ASSIGNMENT: Every record must be copied exactly. Leave nothing out.

PROVIDED RECORDS:
PR #1383, opened 2025-09-25
chore: replace "Camunda" prefixes with "Operaton" across codebase

hauptmedia:
There were a few places left where we missed some renames. Refactored constant names and properties for consistency.

### DIFF
--- a/distro/wildfly/subsystem/src/main/java/org/operaton/bpm/container/impl/jboss/extension/BpmPlatformExtension.java
+++ b/distro/wildfly/subsystem/src/main/java/org/operaton/bpm/container/impl/jboss/extension/BpmPlatformExtension.java
@@ -61,7 +61,7 @@ public class BpmPlatformExtension implements Extension {
 
   @Override
   public void initializeParsers(ExtensionParsingContext context) {
-    context.setSubsystemXmlMapping(ModelConstants.SUBSYSTEM_NAME, Namespace.CAMUNDA_BPM_PLATFORM_1_1.getUriString(), parser);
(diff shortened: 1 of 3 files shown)


engine/src/main/java/org/operaton/bpm/engine/impl/cmd/AbstractGetDeployedFormCmd.java
```diff
@@ -35,9 +35,9 @@
 public abstract class AbstractGetDeployedFormCmd implements Command<InputStream> {
 
   protected static final String EMBEDDED_KEY = "embedded:";
-  protected static final String CAMUNDA_FORMS_KEY = "operaton-forms:";
+  protected static final String OPERATON_FORMS_KEY = "operaton-forms:";
```
kthoms, line 38: Isn't this how the form models we get are used? We must not change it then. Maybe support both?

hauptmedia: Good catch here, the problem is the renaming of the content, not the variable name. We have to investigate here.

kthoms: @hauptmedia Could you have a look?

hauptmedia: Turns out this a real issue. I fixed it in https://github.com/operaton/operaton/pull/1435

This PR is on hold until the other PR is merged.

EXERCISE SOLUTION:
PR #1383, opened 2025-09-25
chore: replace "Camunda" prefixes with "Operaton" across codebase

hauptmedia:
There were a few places left where we missed some renames. Refactored constant names and properties for consistency.

### DIFF
--- a/distro/wildfly/subsystem/src/main/java/org/operaton/bpm/container/impl/jboss/extension/BpmPlatformExtension.java
+++ b/distro/wildfly/subsystem/src/main/java/org/operaton/bpm/container/impl/jboss/extension/BpmPlatformExtension.java
@@ -61,7 +61,7 @@ public class BpmPlatformExtension implements Extension {
 
   @Override
   public void initializeParsers(ExtensionParsingContext context) {
-    context.setSubsystemXmlMapping(ModelConstants.SUBSYSTEM_NAME, Namespace.CAMUNDA_BPM_PLATFORM_1_1.getUriString(), parser);
(diff shortened: 1 of 3 files shown)


engine/src/main/java/org/operaton/bpm/engine/impl/cmd/AbstractGetDeployedFormCmd.java
```diff
@@ -35,9 +35,9 @@
 public abstract class AbstractGetDeployedFormCmd implements Command<InputStream> {
 
   protected static final String EMBEDDED_KEY = "embedded:";
-  protected static final String CAMUNDA_FORMS_KEY = "operaton-forms:";
+  protected static final String OPERATON_FORMS_KEY = "operaton-forms:";
```
kthoms, line 38: Isn't this how the form models we get are used? We must not change it then. Maybe support both?

hauptmedia: Good catch here, the problem is the renaming of the content, not the variable name. We have to investigate here.

kthoms: @hauptmedia Could you have a look?

hauptmedia: Turns out this a real issue. I fixed it in https://github.com/operaton/operaton/pull/1435

This PR is on hold until the other PR is merged.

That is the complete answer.